Case-Based Inverse Reinforcement Learning Using Temporal Coherence
This addresses the data efficiency problem in Imitation Learning for reinforcement learning domains, though it is incremental as it builds on existing ideas like temporal coherence.
The paper tackles the problem of expensive expert data in Imitation Learning by proposing an algorithm that imitates higher-level strategies rather than actions, using temporal coherence to predict state similarity. The results show it learns near-optimal policies with very little expert data where action-level methods fail.

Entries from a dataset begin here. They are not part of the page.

PR #1023, opened 2020-12-30
[docs] release/1.8.x add a few improvements for docs

### LINKED ISSUE #818: Document how to properly use `multi_index::get` and deprecate related methods that take a reference
We need clear documentation on how to use `multi_index::get` so that contract developers avoid the common pitfall of copy assigning the reference returned from `multi_index::get` to a stack-allocated local variable and then passing that into `multi_index::modify`.

The most common mistake is that users use `auto` as the typename for the local variable when they should be using `auto&` or `decltype(auto)`.

Also, because this is a common mistake contract developers make which could lead to undefined behavior, we should deprecate the overloads of `modify` and `erase` methods in `multi_index` that take a reference, and encourage them to use the versions that take `const_iterator` instead which are much safer.

We should also provide warnings in the documentation about using `iterator_to` which can have similar undefined behavior if the developer passes in a reference to a stack-allocated object rather than the reference returned by `get` or by dereferencing a `const_iterator`. Perhaps we can also provide a safer overload of `iterator_to` that takes a `const_iterator`.

Along with deprecating `multi_index::get`, we should also make sure we do not actually use it in any of the contracts in our repository. Instead we could use `multi_index::require_find` from EOSIO/eos#4227.

iamveritas:
this is a sister PR for https://github.com/EOSIO/eosio.cdt/pull/1028

a few improvements:

- resolves #818, add warning for multi_index::get and multi_index::iterator_to
- correct the link to the built in types 
- and improve the kv_map example with a new action that demonstrates input param as user defined type

### DIFF
--- a/docs/index.md
+++ b/docs/index.md
@@ -1,14 +1,14 @@
 # EOSIO.CDT (Contract Development Toolkit)
 
-## Version : 1.7.0
-
 EOSIO.CDT is a toolchain for WebAssembly (WASM) and set of tools to facilitate smart contract development for the EOSIO platform. In addition to being a general purpose WebAssembly toolchain, [EOSIO](https://github.com/eosio/eos) specific optimizations are available to support building EOSIO smart contracts.  This new toolchain is built around [Clang 7](https://github.com/eosio/llvm), which means that EOSIO.CDT has the most currently available optimizations and analyses from LLVM, but as the WASM target is still considered experimental, some optimizations are incomplete or not available.
 
 ## New Introductions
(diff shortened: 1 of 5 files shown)


docs/index.md
```diff
@@ -1,14 +1,14 @@
 # EOSIO.CDT (Contract Development Toolkit)
```
iamveritas, line 1: changes in this file are cosmetics mostly

lparisc (approved):

PR #1034, opened 2021-01-20
[docs] attempt to separate annotations from code into a dox file

iamveritas:
this is how the dox file supposed to be built based on doxygen docs and other samples out there
however it is not generating documentation for the functions of the iterator class, for some reason which escapes me it ignores all of them... :(
it does generate the map and iterator class documentation though, but that's it no functions.


iamveritas:
we will not pursue this path, to have annotations separate from code.

PR #1035, opened 2021-01-20
[docs] dev - include c api annotations to reference API generation in cdt

### LINKED ISSUE #819: Document that update intrinsics of C DB API cannot change primary key
The current (as of v1.0.5) update intrinsics of the C DB API do not allow changing the primary key of a table row. The serialized data that is stored in the table row of a primary table may include a primary key and that primary key value could be changed by the contract calling the `db_update_i64` intrinsic. But that does not change the actual primary key recognized by the native side.

This behavior should be well documented for contract developers that use the C DB API. Those using the C++ `multi_index` shouldn't have to worry about this (although it should still be documented) because the `modify` method will check that the primary key was not changed by the `updater` lambda and cause an assertion failure otherwise.

iamveritas:
fixes #819
include c api (*.h files) and tell doxygen to ignore the __attribute__ macros

sister PR: https://github.com/EOSIO/eosio.cdt/pull/1036

### DIFF
--- a/docs.json
+++ b/docs.json
@@ -11,7 +11,11 @@
 			"name": "doxygen_to_xml",
 			"options": {
 				"INPUT": "libraries/eosiolib",
-				"EXCLUDE_PATTERNS": "*.cpp *.c *.h"
+				"EXCLUDE_PATTERNS": "*.cpp *.c",
+				"ENABLE_PREPROCESSING": "YES",
+				"MACRO_EXPANSION": "YES",
+				"EXPAND_ONLY_PREDEF": "YES",
+				"PREDEFINED": "__attribute__(x)="
 			}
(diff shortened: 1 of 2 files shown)


lparisc (approved):
Looks good, just two suggestions:
- consider creating a ticket later to address the double descriptions under each function. These result from having both a standalone description and a redundant \@brief command. Standalone descriptions are more common for functions, while @brief is more common for anything else (classes, namespaces, enums, etc.)
- consider replacing the \@details command with \@remarks instead. The latter shows a "remarks" title which is more appropriate. The former doesn't (because it's expected to expand the description). Currently, it looks as if it's expanding the last \@post command since it has no title.

Also, glad to see the C API back!

PR #1036, opened 2021-01-20
[docs] 1.8.x - include c api annotations to reference API generation in cdt 

### LINKED ISSUE #819: Document that update intrinsics of C DB API cannot change primary key

iamveritas:
fixes #819
include c api (*.h files) and tell doxygen to ignore the attribute macros

sister PR
https://github.com/EOSIO/eosio.cdt/pull/1035

### DIFF
--- a/docs.json
+++ b/docs.json
@@ -11,7 +11,11 @@
 			"name": "doxygen_to_xml",
 			"options": {
 				"INPUT": "libraries/eosiolib",
-				"EXCLUDE_PATTERNS": "*.cpp *.c *.h"
+				"EXCLUDE_PATTERNS": "*.cpp *.c",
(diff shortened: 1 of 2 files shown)


lparisc (approved):
Looks good, just check my comments on PR #1035

PR #1039, opened 2021-01-26
[docs] dev - fix annotations for kv map, kv table and multi index

iamveritas:
- fix code annotations for kv map, kv table and multi index.

- got rid of the `map_iterator.dox` file cause I could not find a way to make it work properly and we do not want to move in the direction of separating annotations from code.

- remove redundant annotations from db.h file

sister PR: https://github.com/EOSIO/eosio.cdt/pull/1040


libraries/eosiolib/contracts/eosio/map.hpp
```diff
@@ -132,6 +136,15 @@ namespace eosio::kv {
          return internal_use_do_not_use::kv_it_lower_bound(itr, "", 0, _k, _v);
       }
 
+      /**
+       * @ingroup keyvaluemap
+       * 
+       * @brief This struct represents the data type stored in map.
+       * @details You will use the sets of functions and operations associated with this type to
```
halsaphi, line 143: sets or set?

libraries/eosiolib/contracts/eosio/map.hpp
```diff
@@ -157,6 +170,17 @@ namespace eosio::kv {
          name     payer;
       };
 
+      /**
+       * @ingroup keyvaluemap
+       * 
+       * @brief This struct represents the iterator for the `eosio::kv::map` data type.
+       * @details You will use the sets of functions and operations associated with this type to
```
halsaphi, line 177: sets or set ... won't add more comments on each instance of this

libraries/eosiolib/contracts/eosio/map.hpp
```diff
@@ -157,6 +170,17 @@ namespace eosio::kv {
...
+       * iterate through values in the map and reference them.
+       * 
+       * Note that this iterator type in `eosio::kv::map` is defined as `eosio::kv::map::iterator_t`.
+       * There is also a reverse iterator available, it is defined as `eosio::kv::map::reverse_iterator_t`.
+       * The only difference between iterator_t and reverse_iterator_t is the direction the ++ and -- operators go.
```
halsaphi, line 182: The only difference between iterator_t and reverse_iterator_t is the direction the ++ and -- operators go. - would it be better to define what ++ / -- does for each iterator rather than just say they work in opposite ways?

libraries/eosiolib/contracts/eosio/map.hpp
```diff
@@ -216,29 +246,64 @@ namespace eosio::kv {
                itr_destroy(handle);
          }
 
+         /**
+          * @ingroup keyvaluemap
+          *
+          * @brief Utility function to see if the iterator is valid or is pointing 
+          * at `end` or one past the last or first element.
```
halsaphi, line 253: @brief Utility function to see if the iterator is valid or is pointing 
          * at `end` or one past the last or first element.
would 
@ brief Utility function return true if iterator is valid else returns false if iterator is not valid - then define what is not valid
be better?

libraries/eosiolib/contracts/eosio/map.hpp
```diff
@@ -216,29 +246,64 @@ namespace eosio::kv {
...
             current_status = static_cast<status>(itr_move_to_end(handle));
             return *this;
          }
 
+         /**
+          * @ingroup keyvaluemap
+          *
+          * @brief This will take a `key_type` key and find the value that is equal to or greater than that key.
+          * @details If no element is greater than or equal to the key the iterator will now hold `end`.
+          * @param key This is the key which you wish to query with.
```
halsaphi, line 293: @param key This is the key which you wish to query with.
or
@param key The search key.

libraries/eosiolib/contracts/eosio/map.hpp
```diff
@@ -216,29 +246,64 @@ namespace eosio::kv {
...
             current_status = static_cast<status>(itr_lower_bound(handle, {k.data(), k.size()}));
             return *this;
          }
 
+         /**
+          * @ingroup keyvaluemap
+          *
+          * @brief This will take a `key_type` key and find the value that exactly matches that key.
+          * @details If no element is equal to the key the iterator will now hold `end`.
+          * @param key This is the key which you wish to query with.
```
halsaphi, line 305: * @param key This is the key which you wish to query with.
 or 

 @param key The search key  ... or maybe the query key

won't comment on this one again

halsaphi: + is it worth mentioning these two return a reference rather than the iterator as opposed to the lower_bound queries below

libraries/eosiolib/contracts/eosio/map.hpp
```diff
@@ -457,12 +562,26 @@ namespace eosio::kv {
...
             return it;
          }
 
+         /**
+          * @ingroup keyvaluemap
+          *
+          * @brief This will take a `key_t` key and find the value that is strictly greater than that key.
+          * @details If no element is strictly greater than the key the iterator will now hold `end`.
+          * @param key This is the key which you wish to query with.
+          */
```
halsaphi, line 584: param description as above + return type

libraries/eosiolib/contracts/eosio/table.hpp
```diff
@@ -393,17 +400,16 @@ namespace internal {
...
- *
+ * @ingroup keyvaluetable
+ * 
  * @brief Defines an EOSIO Key Value Table
  * @details EOSIO Key Value API provides a C++ interface to the EOSIO Key Value database.
  * Key Value Tables require 1 primary index, of any type that can be serialized to a binary representation.
  * Key Value Tables support 0 or more secondary index, of any type that can be serialized to a binary representation.
  * Indexes must be a member variable or a member function.
  *
  * @tparam T         - the type of the data stored as the value of the table
```
halsaphi, line 411: - the type of the data stored as the value of the table
or 
- the type of the data stored as a value in the table
?

libraries/eosiolib/contracts/eosio/map.hpp
iamveritas: I have no idea... I guess both work?... no?

iamveritas: I will change it to set anyway (these are the dev's comments and I did not want to interfere too much with them content unless it was obvious something not clear/good)

libraries/eosiolib/contracts/eosio/map.hpp
iamveritas: this note is at the iterator class level; I do not see a problem to have it here.
indeed the -- and ++ should be annotated as well separatelly.

libraries/eosiolib/contracts/eosio/map.hpp
iamveritas: true

libraries/eosiolib/contracts/eosio/map.hpp
iamveritas: I have an open thread with the dev on why it is not returning a reference... it is about the interator_t vs iterator (two different things)

iamveritas: as for "The query key" I like more what the dev did, it is more explicit. What you are proposing it is shorter in deed but it is not so explicit.

lparisc (approved):

linhuang-blockone (approved):

PR #1046, opened 2021-02-03
Create Public Docker Images

kj4ezj:
## Change Description

From [AUTO-457](https://blockone.atlassian.net/browse/AUTO-457), we are working on providing the EOSIO community minimal docker images via Docker Hub which they can pull to more easily use our tooling in a clean environment. We have already introduced a docker image for EOSIO, so this pull request creates one for EOSIO.CDT.

## API Changes
- [ ] API Changes

None.

## Documentation Additions
- [x] Documentation Additions

Public docker images are now available at docker.io/eosio/eosio.cdt.


scottarnette (approved):

.cicd/pipeline.yml
```diff
@@ -421,6 +421,14 @@ steps:
     timeout: 20
     skip: ${SKIP_MACOS_10_15}${SKIP_PACKAGE_BUILDER}
 
+  - wait
+  
+  - label: ":docker::ubuntu: Docker - Build 18.04 Docker Image"
+    command: "./.cicd/create-docker-from-binary.sh"
+    agents:
+      queue: "automation-eks-eos-builder-fleet"
```
kj4ezj, line 429: The `automation-eks-eos-builder-fleet` is a beefier fleet than what we need to run aptitude. Let's switch to the `automation-eks-eos-tester-fleet`, which is a lighter instance type.

docker/dockerfile
```diff
@@ -0,0 +1,7 @@
+FROM ubuntu:18.04
+
+COPY *.deb /
+
+RUN apt update && \
+    apt install -y /*.deb && \
+    rm -rf /*.deb /var/lib/apt/lists/*
```
kj4ezj, line 7: A couple of changes in this code block.
1. First, `apt` is not the same as `apt-get`. The `apt-get` command is intended for scripts and the command-line interface will not be changed, whereas `apt` is meant for humans and should not be used by scripts.
2. Second, we are missing `apt-get clean` to remove cache files before committing this layer.
3. Third, the POSIX standard requires that text files end with a newline `\n` character.

Since these docker images are meant for public consumption, instead of internal consumption, we have to be picky about these types of things and maintain compatibility with common open standards like POSIX. So, this code block...
```dockerfile
RUN apt update && \
    apt install -y /*.deb && \
    rm -rf /*.deb /var/lib/apt/lists/*
```
...would become:
```dockerfile
RUN apt-get update && \
    apt-get install -y /*.deb && \
    apt-get clean && \
    rm -rf /var/lib/apt/lists/*

```

kj4ezj (commented):
Since we're making these other changes anyways, I'd also recommend removing the blank lines. They serve no purpose. But, that is up to you.

.cicd/pipeline.yml
cocho-gore: Done.

docker/dockerfile
cocho-gore: Done. I'll keep in mind thanks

Providing expert trajectories in the context of Imitation Learning is often expensive and time-consuming. The goal must therefore be to create algorithms which require as little expert data as possible. In this paper we present an algorithm that imitates the higher-level strategy of the expert rather than just imitating the expert on action level, which we hypothesize requires less expert data and makes training more stable. As a prior, we assume that the higher-level strategy is to reach an unknown target state area, which we hypothesize is a valid prior for many domains in Reinforcement Learning. The target state area is unknown, but since the expert has demonstrated how to reach it, the agent tries to reach states similar to the expert. Building on the idea of Temporal Coherence, our algorithm trains a neural network to predict whether two states are similar, in the sense that they may occur close in time. During inference, the agent compares its current state with expert states from a Case Base for similarity. The results show that our approach can still learn a near-optimal policy in settings with very little expert data, where algorithms that try to imitate the expert at the action level can no longer do so.